(Stored data)
PR #473, opened 2018-03-14
Fixed --config arguments

sebastianseilund:
682d35a9c930386133997b86d603b9be85495628 broke the ability to use --config to point to a static.config.js file.

Non-boolean options should include a `<value>` segment in the option commander definition.


tannerlinsley:
Excellent find!

PR #480, opened 2018-03-18
TypeScript: Excluded node_modules in tsconfig.json

chibicode:
I'm pretty sure `node_modules` should be excluded - this was preventing my dev environment to load React-specific types correctly.

[According to the official doc](http://www.typescriptlang.org/docs/handbook/tsconfig-json.html):

> The `"exclude"` property defaults to excluding the `node_modules`, `bower_components`, `jspm_packages` and `<outDir>` directories when not specified.

## If `node_modules` was not excluded

My `code` tag isn't using type definitions from `@type/react`:

screen shot 2018-03-17 at 11 37 05 pm

## If `node_modules` was excluded

My `code` tag uses type definitions from `@type/react`:

screen shot 2018-03-17 at 11 40 54 pm

### DIFF
--- a/examples/typescript/tsconfig.json
+++ b/examples/typescript/tsconfig.json
@@ -31,6 +31,7 @@
   },
   "exclude": [
     "dist/**/*",
-    "public/**/*"
+    "public/**/*",
+    "node_modules"
   ]
 }


D1no:
That is odd. TypeScript usually excludes a set of folders — incl. ‚node_modules‘ — by default.

09983eab-c22a-409b-822c-3dfeb59139ad

However, merging this does not hurt. Before that, can you update the taxonomic in the less android example as well?

chibicode:
@D1no the same documentation page has an example of using `exclude` property, which has `node_modules` and `**/*.spec.ts`:

screen_shot_2018-03-18_at_1_06_09_am

So that made me ask: does `exclude` option **override** the default excludes (`node_modules`, `bower_components`, `jspm_packages`, and `<out-Dir>`), instead of **adding** to the default excludes? I tried to dig in the typescript source code but I couldn't understand figure out if that was the case.

> Before that, can you update the tsconfig in the less antdesign example as well?

Sure, will do that soon.

D1no:
Yeah I think any exclude field knocks out the default. Good catch

tannerlinsley:
Good find!

chibicode:
@tannerlinsley @D1no thanks, just updated the less antdesign example as well. https://github.com/nozzle/react-static/pull/490

PR #482, opened 2018-03-18
Show URL and component path of error during build

ViliamKopecky:
When build fails, I am often missing the URL and component which failed. This enhances the original Error message with info about those things.


tannerlinsley:
Excellent!

PR #51, opened 2020-09-02
Support tier1-segment port as the node port

heypnus:
Tier1-segment means the segment who has path
`/infra/tier-1s/<tier-1-id>/segments/<segment-id>`.

Previously we had already supported the infra-segment,
whose path is` /infra/segments/<segment-id>`.

### DIFF
--- a/pkg/controller/node/node_controller.go
+++ b/pkg/controller/node/node_controller.go
@@ -25,7 +25,8 @@ import (
 	vspherelog "github.com/vmware/vsphere-automation-sdk-go/runtime/log"
 	policyclient "github.com/vmware/vsphere-automation-sdk-go/runtime/protocol/client"
 	"github.com/vmware/vsphere-automation-sdk-go/runtime/security"
-	"github.com/vmware/vsphere-automation-sdk-go/services/nsxt/infra/segments"
+	infra_segment "github.com/vmware/vsphere-automation-sdk-go/services/nsxt/infra/segments"
+	tier1_segment "github.com/vmware/vsphere-automation-sdk-go/services/nsxt/infra/tier_1s/segments"
 	"github.com/vmware/vsphere-automation-sdk-go/services/nsxt/model"
 	"github.com/vmware/vsphere-automation-sdk-go/services/nsxt/search"
 	"gopkg.in/ini.v1"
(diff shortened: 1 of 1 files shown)


pkg/controller/node/node_controller.go
```diff
@@ -461,8 +462,15 @@ func (r *ReconcileNode) Reconcile(request reconcile.Request) (reconcile.Result,
 	// TODO: find a way to fill the segmentPort by using the return value from searchNodePortByVcNameAddress then we won't need to invoke the Get API again.
 	sl := strings.Split(*segmentPort.Path, "/")
 	segmentId := sl[len(sl)-1]
-	portsClient := segments.NewDefaultPortsClient(nsxClients.PolicyConnector)
-	*segmentPort, err = portsClient.Get(segmentId, *segmentPort.Id)
+	portsClient := infra_segment.NewDefaultPortsClient(nsxClients.PolicyConnector)
```
dantingl, line 465: Move line 465 to 472?
Please add the path pattern for infra segment in comments as well

heypnus: > Move line 465 to 472?
Previous this line locates at 472, but it reported an error that portsClient is undefined, so I moved it to 465
> Please add the path pattern for infra segment in comments as well
Done

dantingl: Move 465 to 472, and in 470 define portsClient as well
portsClient := tier1_segment.NewDefaultPortsClient(nsxClients.PolicyConnector)

pkg/controller/node/node_controller.go
```diff
@@ -503,7 +515,11 @@ func (r *ReconcileNode) Reconcile(request reconcile.Request) (reconcile.Result,
 		var clusterTag = model.Tag{Scope: &clusterScope, Tag: &cluster}
 		segmentPort.Tags = append(segmentPort.Tags, clusterTag)
 	}
-	_, err = portsClient.Update(segmentId, *segmentPort.Id, *segmentPort)
```
dantingl, line 506: Sorry I did not know we still need portsClient here

dantingl (approved):

pkg/controller/node/node_controller.go
heypnus: Yes and I found the Update methods from infra_segment and tier1_segment are different so in the latest change I split the clients to infraPortsClient and tier1PortsClient

ggverma (approved):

REQUIRED ACTION:
Pull out all lines in the data above that include "Before".

EXERCISE SOLUTION:
However, merging this does not hurt. Before that, can you update the taxonomic in the less android example as well?
> Before that, can you update the tsconfig in the less antdesign example as well?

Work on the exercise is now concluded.